→ WHAT THE TASK ASKS: Could you please return each line of the data that has the word "some"?
INPUT DATA below:
PR #2779, opened 2019-04-19
build: add exit code for hash and check mismatches

LnL7:
Makes it easier to identify the failure reason in other tooling, eg.
differentiate between a non-deterministic --check vs a failed build.

```
$ nix-build '<nix/fetchurl.nix>' --argstr url http://example.org --argstr sha256 0000000000000000000000000000000000000000000000000000
hash mismatch in fixed-output derivation '/nix/store/nzi9ck45rwlxzcwr25is7qlf3hs5xl83-example.org':
  wanted: sha256:0000000000000000000000000000000000000000000000000000
  got:    sha256:08y4734bm2zahw75b16bcmcg587vvyvh0n11gwiyir70divwp1rm
$ echo $?
102
```
```
$ nix-build -E 'with import <nixpkgs> {}; runCommand "foo" {} "date +%s > $out"' --check
warning: rewriting hashes in '/nix/store/g3k47g0399fvjmbm0p0mnad74k4w8vkz-foo'; cross fingers
error: derivation '/nix/store/mggc8dz13ackb49qca6m23zq4fpq132q-foo.drv' may not be deterministic: output '/nix/store/g3k47g0399fvjmbm0p0mnad74k4w8vkz-foo' differs
$ echo $?
104
```

/cc @grahamc

### DIFF
--- a/src/libstore/build.cc
+++ b/src/libstore/build.cc
@@ -4471,15 +4471,29 @@ void Worker::waitForInput()
 
 unsigned int Worker::exitStatus()
 {
+    /*
+     * 1100100
+     *    ^^^^
+     *    |||`- timeout
+     *    ||`-- output hash mismatch
+     *    |`--- build failure
+     *    `---- not deterministic
+     */
     unsigned int mask = 0;
+    bool buildFailure = permanentFailure || timedOut || hashMismatch;
+    if (buildFailure)
+        mask |= 0x04;  // 100
     if (timedOut)
-        mask |= 1;
+        mask |= 0x01;  // 101
     if (hashMismatch)
-        mask |= 2;
-    if (checkMismatch)
-        mask |= 4;
+        mask |= 0x02;  // 102
+    if (checkMismatch) {
+        mask |= 0x08;  // 104
+    }
 
-    return mask ? 100 + mask : 1;
+    if (mask)
+        mask |= 0x60;
+    return mask ? mask : 1;
 }
 
 
--- a/src/libstore/build.cc
+++ b/src/libstore/build.cc
@@ -266,6 +266,12 @@ public:
     /* Set if at least one derivation had a timeout. */
     bool timedOut;
 
+    /* Set if at least one derivation fails with a hash mismatch. */
+    bool hashMismatch;
+
+    /* Set if at least one derivation is not deterministic in check mode. */
+    bool checkMismatch;
+
     LocalStore & store;
 
     std::unique_ptr<HookInstance> hook;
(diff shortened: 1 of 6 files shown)


src/libstore/build.cc
```diff
@@ -4374,7 +4384,7 @@ void Worker::waitForInput()
 
 unsigned int Worker::exitStatus()
 {
-    return timedOut ? 101 : (permanentFailure ? 100 : 1);
+    return checkMismatch ? 103 : (hashMismatch ? 102 : (timedOut ? 101 : (permanentFailure ? 100 : 1)));
```
grahamc: It might be time to make this a proper if chain :)

LnL7: Moving the status codes to exception types is also an option, not sure if there's a reason why it's stored in flags separately instead.

edolstra: Maybe we should make this an OR of bits (e.g. 4 == check mismatch, 8 == hash mismatch etc.).

LnL7: Updated. What's the best place to document this, the `nix-store --realise` section?

src/libstore/build.cc
```diff
@@ -4415,7 +4425,15 @@ void Worker::waitForInput()
...
-    return timedOut ? 101 : (permanentFailure ? 100 : 1);
+    unsigned int mask = 0;
+    if (timedOut)
+        mask |= 1;
+    if (hashMismatch)
+        mask |= 2;
+    if (checkMismatch)
+        mask |= 4;
+
+    return mask ? 100 + mask : 1;
```
edolstra: Hm, using 100 as a base seems wrong in combination with the ORs, since `100 | 4 == 100`.

Maybe it's better to drop adding 100 and just use masks 2, 4, 8, ... since that's unambiguous with the default exit code of 1.

LnL7: The offset is a bit awkward, but changing the existing exit codes would break some things that depend on it. Like some of the ofborg functionality. I didn't really look into it but perhaps the current value can be encoded in a reasonable way?

src/libstore/build.cc
```diff
@@ -4461,7 +4471,29 @@ void Worker::waitForInput()
...
+     *    ||`-- output hash mismatch
+     *    |`--- build failure
+     *    `---- not deterministic
+     */
+    unsigned int mask = 0;
+    bool buildFailure = permanentFailure || timedOut || hashMismatch;
+    if (buildFailure)
+        mask |= 0x04;  // 100
+    if (timedOut)
+        mask |= 0x01;  // 101
```
edolstra: This produces a value of `0x61 == 97` right?

grahamc: Would be nice to make this tested explicitly.

grahamc: 0x04 + 0x01 + 0x60 (below) produces 101

Also I added a test ensuring this behavior remains true. Should be good to go?

LnL7:
Thanks!

PR #2782, opened 2019-04-24
Track function start and end

grahamc:
Track function start and ends for flame graphs

With this patch, and this file I called `log.py`:

    #!/usr/bin/env nix-shell
    #!nix-shell -i python3 -p python3 --pure

    import sys
    from pprint import pprint

    stack = []
    timestack = []

    for line in open(sys.argv[1]):
        components = line.strip().split(" ", 2)
        if components[0] != "function-trace":
            continue

        direction = components[1]
        components = components[2].rsplit(" ", 2)

        loc = components[0]
        _at = components[1]
        time = int(components[2])

        if direction == "entered":
            stack.append(loc)
            timestack.append(time)
        elif direction == "exited":
            dur = time - timestack.pop()
            vst = ";".join(stack)
            print(f"{vst} {dur}")
            stack.pop()

and:

    nix-instantiate -vvvvvvv ../nixpkgs/pkgs/top-level/release.nix -A unstable > log.matthewbauer 2>&1
    ./log.py ./log.matthewbauer > log.matthewbauer.folded
    flamegraph.pl --title matthewbauer-post-pr log.matthewbauer.folded > log.matthewbauer.folded.svg

I can make flame graphs like: http://gsc.io/log.matthewbauer.folded.svg

### DIFF
--- a/src/libexpr/eval.cc
+++ b/src/libexpr/eval.cc
@@ -9,6 +9,7 @@
 #include "json.hh"
 
 #include <algorithm>
+#include <chrono>
 #include <cstring>
 #include <unistd.h>
 #include <sys/time.h>
@@ -16,7 +17,6 @@
 #include <iostream>
 #include <fstream>
 
-#include <sys/time.h>
 #include <sys/resource.h>
 
 #if HAVE_BOEHMGC
@@ -1094,9 +1094,13 @@ void EvalState::callPrimOp(Value & fun, Value & arg, Value & v, const Pos & pos)
     }
 }
 
-
 void EvalState::callFunction(Value & fun, Value & arg, Value & v, const Pos & pos)
 {
+    std::optional<FunctionCallTrace> trace;
+    if (evalSettings.traceFunctionCalls) {
+        trace.emplace(pos);
+    }
+
     forceValue(fun, pos);
 
     if (fun.type == tPrimOp || fun.type == tPrimOpApp) {
--- a/contrib/stack-collapse.py
+++ b/contrib/stack-collapse.py
@@ -1,0 +1,39 @@
+#!/usr/bin/env nix-shell
+#!nix-shell -i python3 -p python3 --pure
+
+# To be used with `--trace-function-calls` and `-vvvv` and
+# `flamegraph.pl`.
+#
+# For example:
+#
+# nix-instantiate --trace-function-calls -vvvv '<nixpkgs>' -A hello 2> nix-function-calls.trace
+# ./contrib/stack-collapse.py nix-function-calls.trace > nix-function-calls.folded
+# nix-shell -p flamegraph --run "flamegraph.pl nix-function-calls.folded > nix-function-calls.svg"
+
+import sys
+from pprint import pprint
+import fileinput
+
+stack = []
+timestack = []
+
+for line in fileinput.input():
+    components = line.strip().split(" ", 2)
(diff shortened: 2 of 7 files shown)


edolstra:
Isn't this potentially very expensive since it may do a syscall on the hot path? (I think on Linux the current time is obtained from the vDSO, but on other platforms it might require an actual syscall.)

src/libexpr/eval.cc
```diff
@@ -1094,13 +1095,29 @@ void EvalState::callPrimOp(Value & fun, Value & arg, Value & v, const Pos & pos)
     }
 }
 
+void fnStart(const Pos & pos) {
+    auto now = std::chrono::high_resolution_clock::now();
+    auto duration = now.time_since_epoch();
+    auto ns = std::chrono::duration_cast<std::chrono::nanoseconds>(duration);
```
edolstra: This should all be wrapped in `if (verbosity >= lvlDebug) { ... }`.

grahamc: Without this change, it'll be crazy expensive. I was hoping you'd be able to point me to exactly this! :)

grahamc:
I updated it to be conditional on debug logs, changed the log.py to accept a parameter, and replaced `:fire:` with `function-trace`.

src/libexpr/eval.cc
```diff
@@ -1094,13 +1095,32 @@ void EvalState::callPrimOp(Value & fun, Value & arg, Value & v, const Pos & pos)
     }
 }
 
+void fnStart(const Pos & pos) {
```
edolstra: Maybe mark these functions as `static inline` just to be sure.

src/libexpr/eval.cc
```diff
@@ -1094,13 +1095,32 @@ void EvalState::callPrimOp(Value & fun, Value & arg, Value & v, const Pos & pos)
...
+    if (verbosity >= lvlDebug) {
```
edolstra: Hm, actually it might be better to use `lvlVomit` given the amount of output that this is likely to produce...

src/libexpr/eval.cc
grahamc: Done!

src/libexpr/eval.cc
grahamc: Done!

edolstra: Or activate it via a specific setting (e.g. `--trace-function-calls`).

grahamc: I would be happy to do that, but would need some pointers to how to do that.

edolstra: Add a flag to `EvalSettings` like
```
    Setting<bool> traceFunctionCalls{this, false, "trace-function-calls",
        "Bla bla..."};
```
And then do `if (evalSettings.traceFunctionCalls) ...`.

grahamc:
I've updated this PR to use the option like you suggested, and also switched to RAII for the trace. I also added the stack collapse script in to `./contrib`. I haven't checked how it impacts performance when the option is disabled.

grahamc:
I'm testing this PR against some particularly complex Nix expressions which the original implementation did not properly trace.

grahamc:
Yep. It worked great on those test cases. I think this is good to go!

hamishmack:
The option to use is now `-vvvvvvv` not `--trace-function-calls`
End of INPUT DATA.
→ RESULT FOR THIS TASK:
LnL7: The offset is a bit awkward, but changing the existing exit codes would break some things that depend on it. Like some of the ofborg functionality. I didn't really look into it but perhaps the current value can be encoded in a reasonable way?
grahamc: I would be happy to do that, but would need some pointers to how to do that.
I'm testing this PR against some particularly complex Nix expressions which the original implementation did not properly trace.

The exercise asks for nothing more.